Skyrocketing gold is providing a welcome windfall to the mining industry, but it’s also attracting a broader base of investors who are demanding greater attention to environmental, social and governance topics.
Interest in ESG issues has moved to the forefront in conversations with stakeholders in the past year, top executives said in the run-up to the Denver Gold Group’s Americas conference, a key annual event in the precious-metals world. Such talks come as investors snap up billions of dollars in stock offerings from once-shunned gold miners.
Generalists are looking at bullion because of the high prices and “the strong argument that the gold price can go higher,” according to Sean Boyd, chief executive officer of Agnico Eagle Mines Ltd., a top-10 gold producer. And those investors tend to judge mining companies through an ESG lens.
“They don’t want to take a lot of risks, and a big part of the risk assessment is the ESG side of things,” Boyd said in a phone interview.
The Denver conference, which is being held virtually this year starting Sunday, is also expected to generate discussions about fiscal responsibility, given gold’s near-30% rise this year, and how much free cash flow should go to shareholders. But ESG is the one issue that can rile up investors and miners even more than cash.
“Often it’s the first, and sometimes the only, discussion when we’re meeting with investors in Europe,” Tom Palmer, CEO of top producer Newmont Corp., said by phone. At the World Economic Forum in Davos in January, many times “the only topic of discussion was around carbon intensity and the work that’s being done to reduce greenhouse-gas emissions.”
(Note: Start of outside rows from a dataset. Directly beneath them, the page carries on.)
PR #7219, opened 2026-02-13
fix: fork session

angiejones:
## Summary
The `Fork Session` feature was not working if the message was not edited. 

In `UserMessage.tsx`, the handleSave function had this flow:

```
const handleSave = (editType: 'fork' | 'edit' = 'fork') => {
  setIsEditing(false);                              // ← always closes the textbox
  if (editContent.trim() === textContent.trim()) {  // ← if content unchanged...
    return;                                          // ← ...bail out early!
  }
  onMessageUpdate(message.id, editContent, editType); // ← fork never reached
};
```

When you click "Fork Session", the most common case is that you haven't changed the message text — you just want to create a new session from that point. But the early return on the content-unchanged check prevented onMessageUpdate from ever being called. The edit textbox closed (setIsEditing(false)) but no fork happened.

### Type of Change

- [ ] Feature
- [X] Bug fix
- [ ] Refactor / Code quality
- [ ] Performance improvement
- [ ] Documentation
- [ ] Tests
- [ ] Security fix
- [ ] Build / Release
- [ ] Other (specify below)

### AI Assistance

### Testing
tested locally

### DIFF
--- a/ui/desktop/src/components/ProgressiveMessageList.tsx
+++ b/ui/desktop/src/components/ProgressiveMessageList.tsx
@@ -36,7 +36,7 @@ interface ProgressiveMessageListProps {
   // Custom render function for messages
   renderMessage?: (message: Message, index: number) => React.ReactNode | null;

Like any extractive industry, mining by nature damages the environment. Companies also come into conflict with local communities or raise the ire of shareholders on corporate governance issues.
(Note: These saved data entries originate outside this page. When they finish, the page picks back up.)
Issue #6816, opened 2026-01-29
Extensions fail to load on Windows


Joshua-Hell:
Being on Windows, browsing an extension and adding it to Goose Desktop is fine. After adding it you can see that the parts of the command are getting escaped with a backslash. (`npx -y \@upstash/context7-mcp`)

After adding the extension and creating a new chat you can see that it fails with the following message: `process quit before initialization: stderr = `

On Linux this works fine as expected because the backslash is no problem in a Linux shell. Windows on the other hand fails to start the MCP. You can view the same behaviour when running the escaped command directly.

Error running manually with an escaped `@` sign:
```shell
PS C:\Users\joshu> npx -y \@upstash/context7-mcp
npm error code ENOENT
npm error syscall open
npm error path C:\@upstash\context7-mcp\package.json
npm error errno -4058
npm error enoent Could not read package.json: Error: ENOENT: no such file or directory, open 'C:\@upstash\context7-mcp\package.json'
npm error enoent This is related to npm not being able to find a file.
npm error enoent
npm error A complete log of this run can be found in: C:\Users\joshu\scoop\persist\nodejs-lts\cache\_logs\2026-01-29T16_29_20_751Z-debug-0.log
```

Starting without:
```
PS C:\Users\joshu> npx -y @upstash/context7-mcp
WARNING: Using default CLIENT_IP_ENCRYPTION_KEY.
Context7 Documentation MCP Server v2.1.1 running on stdio
```

**diagnostics zip**

[diagnostics_20260129_2.zip](https://github.com/user-attachments/files/24942827/diagnostics_20260129_2.zip)

**Expected behavior**

No error message and a starting MCP.

---

**Screenshots**

<img width="599" height="685" alt="Image" src="https://github.com/user-attachments/assets/3aad822a-5e25-4b61-9ab0-95254bcdb381" />

<img width="269" height="332" alt="Image" src="https://github.com/user-attachments/assets/040bdba6-155d-4183-8950-710e43739c38" />

---

- **OS & Arch:** Windows 11 Home 25H2
- **Interface:** Goose Desktop
- **Version:** 1.21.2
- **Extensions enabled:** *Context7*, Developer, Extension Manager, Skills, Todo
- **Provider & Model:** Ollama - qwen2.5:7b (happens with non-ollama models too)

---

**Additional context**

I installed Goose Desktop using the Scoop package manager.
I'm by no means a Windows expert, but I believe it's because of the escaping of special characters.

DOsinga:
[...]

PR #7220, opened 2026-02-14
install node in goose dir

lifeizhou-ap:
## Summary
Fixed issue https://github.com/block/goose/issues/6816 that cannot load extensions starting with `npx` cmd in windows

Root cause: `npx.cmd` tries to install node which may requires system admin permission and then fails

Fix: install node in goose folder which does not require system admin permission and the node executable is self contained.

### Type of Change

- [ ] Feature
- [X] Bug fix
- [ ] Refactor / Code quality
- [ ] Performance improvement
- [ ] Documentation
- [ ] Tests
- [ ] Security fix
- [X] Build / Release
- [ ] Other (specify below)

### Testing
Testing the canary build artifact in Windows and user also tested it

### DIFF
--- a/ui/desktop/src/platform/windows/bin/npx.cmd
+++ b/ui/desktop/src/platform/windows/bin/npx.cmd
@@ -11,42 +11,7 @@ if exist "%GOOSE_NODE_DIR%\node-v%NODE_VERSION%.installed" (
     exit /b !errorlevel!
 )
 
-REM === Search PATH for a real npx (one that has node.exe alongside it) ===
-for /f "tokens=*" %%i in ('where npx.cmd 2^>nul') do (
-    if exist "%%~dpi\node.exe" (
-        "%%i" %*
-        exit /b !errorlevel!
-    )
-)
-
-REM === Check common locations not always on PATH ===
-for %%p in (
-    "C:\Program Files\nodejs"
-    "C:\Program Files (x86)\nodejs"
-) do (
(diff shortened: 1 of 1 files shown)


michaelneale:
would this mean we don't use npx - or still do but it falls back to using this node? (the whole idea of npx shim is that it uses hermit to install node in its own space - if it isn't, then I think the paths are getting mixed up - it shouldnt' be installing anything to the system?)

michaelneale:
would this mean we don't use npx - or still do but it falls back to using this node? (the whole idea of npx shim is that it uses hermit to install node in its own space - if it isn't, then I think the paths are getting mixed up - it shouldnt' be installing anything to the system?)

lifeizhou-ap:
> would this mean we don't use npx - or still do but it falls back to using this node? (the whole idea of npx shim is that it uses hermit to install node in its own space - if it isn't, then I think the paths are getting mixed up - it shouldnt' be installing anything to the system?)

Hermit does not support windows. To install npx on Windows, we need to install node. Before this PR, goose tries to install node in the system level.  With this PR. node is installed in goose specific dir, not the system level. In this case it is similar to use hermit to install on linux/macos

IIUR, your question is more about: if user has already installed node on their system level, shall we still install node on goose dir or just use the system level node?  

With this PR, we just use the system level node. We can make more change to ignore the system level node which seems cleaner

michaelneale:
@lifeizhou-ap oh of course! yes windows, LGTM then!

But unlike miners of copper or battery-metals, for instance, gold producers may face more skepticism from ESG-minded investors. That’s because gold, which is mainly used to produce jewelry and acts as a store of value in bars and coins — has less utility in advancing a green economy.
“Gold’s an odd thing because most of it sits in vaults around the world gathering dust,” B2Gold Corp. CEO Clive Johnson said by phone.
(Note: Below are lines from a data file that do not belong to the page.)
Issue #7223, opened 2026-02-14
Streaming responses clash with markdown text output rendering


ekoeppen:
**Describe the bug**

In case the model responds with markdown text in streaming mode, the response is partly rendered incorrectly. The root cause is that the responses are split across logical markdown components, and at least `bat` is not able to render this as it is likely stateless. E.g if the first block is `**[README.md](./`, followed by `README.md)**`, the result is not bold.

---

**To Reproduce**

1. Enter a prompt which will likely result in a larger markdown response, e.g. in the goose directory "summarize the markdown files here in a table"
2. Observe whether text attributes such as bold are applied correctly

---

**Expected behavior**

All text attributes are applied correctly 

---

**Screenshots**

<img width="547" height="275" alt="Image" src="https://github.com/user-attachments/assets/a1f1c6a9-b14d-4e22-ae3f-be1e6caa7877" />

---

**Please provide the following information**
- **OS & Arch:** macOS 26.2 arm64
- **Interface:** CLI
- **Version:** 1.24.0
- **Extensions enabled:** developer, code_execution
- **Provider & Model:** GCP Vertex AI, gemini-3-flash-preview

---

**Additional context**

Logs with show the splitting across text responses:

[llm_request.0.json](https://github.com/user-attachments/files/25312277/llm_request.0.json) (this is actually a `jsonl` file.)

ekoeppen:
A very crude way to fix this is to disable streaming responses, which I personally don't like that much anyway, I prefer the responses in one go, and find text trickling in rather distracting, but that is maybe another topic.

The correct technical solution is probably best done in the renderer (`output.rs`), which needs to a) consider whether the content is structured such as markdown, and b) if it is structured, ensure it can produce correct output by e.g. buffering as needed. There would still need to be an indication to the renderer that the response is complete.

DOsinga:
interesting. so the desktop just rerenders, but that might indeed be beyond what terminal can do. detecting whether we are in a block of markdown seems tricky though - I could have **hello in my text and it would stop all rendering (which you might be fine with).

ekoeppen:
I've been through a similar topic when implementing an HTML renderer when modem speeds were the norm, and it is pretty difficult (or rather impossible) without maintaining state somewhere if the input comes in irregular shapes. Especially tables were a killer.

[...]

PR #7231, opened 2026-02-15
fix: Accumulate text messages for batched rendering

ekoeppen:
In cases where the text format returned by the LLM is structured such as Markdown, streaming responses cannot reliably be rendered if the text messages arrive in separate blocks. Collect all text messages in a turn and render them at once after the turn completes.

This is a minimal change for the issue at hand only, possible followup changes would be to move more module state into the renderer struct, e.g. theme or quiet/verbose output.

## Summary

Introduce a struct holding the accumulated text messages, collect messages from streaming responses, and render at the end of the message stream.

Note that this changes the visual appearance of responses to appear at once instead of incrementally.

### Type of Change

- [ ] Feature
- [x] Bug fix
- [ ] Refactor / Code quality
- [ ] Performance improvement
- [ ] Documentation
- [ ] Tests
- [ ] Security fix
- [ ] Build / Release
- [ ] Other (specify below)

### AI Assistance

### Testing

Manual testing and `cargo test`

### Related Issues
Relates to #7223 

After: 

image

### DIFF
--- a/crates/goose-cli/src/session/mod.rs
+++ b/crates/goose-cli/src/session/mod.rs
@@ -164,6 +164,7 @@ pub struct CliSession {
     edit_mode: Option<EditMode>,
     retry_config: Option<RetryConfig>,
     output_format: String,
+    renderer: output::Renderer,
 }
 
 #[derive(Debug, Clone, Copy, PartialEq, Eq)]
@@ -259,6 +260,7 @@ impl CliSession {
             edit_mode,
             retry_config,
             output_format,
+            renderer: output::Renderer::new(),
         }
     }
 
@@ -769,7 +771,7 @@ impl CliSession {
 
         self.messages.clear();
         tracing::info!("Chat context cleared by user.");
-        output::render_message(
+        self.renderer.render_message(
             &Message::assistant().with_text("Chat context cleared.\n"),
             self.debug,
         );
@@ -847,7 +849,7 @@ impl CliSession {
                 &[],
             )
             .await?;
-        output::render_message(&plan_response, self.debug);
+        self.renderer.render_message(&plan_response, self.debug);
         output::hide_thinking();
         let planner_response_type = classify_planner_response(
             &self.session_id,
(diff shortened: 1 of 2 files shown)


DOsinga:
hi, I'm sorry, based on your comments on the other I gave the buffering suggestion you mentioned a go: https://github.com/block/goose/pull/7233 - basically your approach but with entitity detection. wanna have a look if that is what you were thinking?

ekoeppen:
> hi, I'm sorry, based on your comments on the other I gave the buffering suggestion you mentioned a go: #7233 - basically your approach but with entitity detection. wanna have a look if that is what you were thinking?

No worries, thanks for taking time with this! Yes, your changes do the trick as well. I've rebased an experimental branch which uses `termimad` instead of `bat`, and also that looked fine. It does have the advantage of keeping the incremental output mode.

I did think about some simpler approaches in context of your solution, e.g. just render if we get a newline char at the end (that's mostly a 60% solution), or render [until we get two newlines in a row](https://github.com/block/goose/commit/f4f464af62e63bf8151a2edf310c7602e4aafc7e) (makes it less incremental), in case you're put off by the extra complexity.

This topic has however great yak shaving potential, and I'm happy to leave this up to you and the other maintainers how to approach this, even if you decide it's not worth fixing this right now :)

DOsinga:
> This topic has however great yak shaving potential, and I'm happy to leave this up to you and the other maintainers how to approach this, even if you decide it's not worth fixing this right now :)

that is very true. I added table rendering to my branch. right now the output that we have is somewhat syntax highlighted but still more or less standard markdown, which I think is kinda nice. if we go all fancy we would lose that (though if you switch it off for non terminal use cases maybe it doesn't matter?)

if you have a pointer to the termimad version, I'd give that a spin. goose suggested that to me too as an option

ekoeppen:
> if you have a pointer to the termimad version, I'd give that a spin. goose suggested that to me too as an option

Sure, this is the branch: https://github.com/ekoeppen/goose/tree/termimad-rendering. The actual change is surprisingly small: https://github.com/block/goose/commit/4836faab19c911cc28aa118c4b334efe60b7abc2

I also tested loading custom themes, that has a bit more impact due to passing the theme around which carries now a theme parameter: https://github.com/ekoeppen/goose/tree/termimad-custom-themes

Termimad has the drawback that it doesn't do syntax highlighting at all.

ekoeppen:
Closing, done in #7233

Gold miners nonetheless can reach the highest ESG standards, Johnson said, and a company’s success should be “defined by your community relations, your safety at your mines, the things you do for your employees.” The gold-mining industry has shown its worth during the Covid-19 health crisis by helping local communities, continuing to work responsibly and keeping people employed, he said.
Still, the sector has had to overcome a sometimes checkered reputation on environmental, social and management issues. And high-profile incidents in and outside the gold-mining industry have stymied the rehabilitation process. High gold prices boost the appeal to dig for gold and threaten to increase illegal operations.
ESG has really “taken a spotlight” in the past five years, said Jon Lamb, a portfolio manager at Orion Resource Partners. Events like the fatal Vale SA tailings-dam disaster in Brazil in 2019 or the destruction of Aboriginal heritage sites at a Rio Tinto Group mine in Australia this year have made such issues even more prominent.
“All these items put a very vivid image for people in the sector, people outside the sector, as to what the damage could be from mining,” Lamb said by phone.
For Newmont’s Palmer, the most important part of ESG is governance.
“That G should almost be at the front of the acronym,” he said. “Strong governance is the essential foundation in order to be able to support sustainable environmental and social performance.”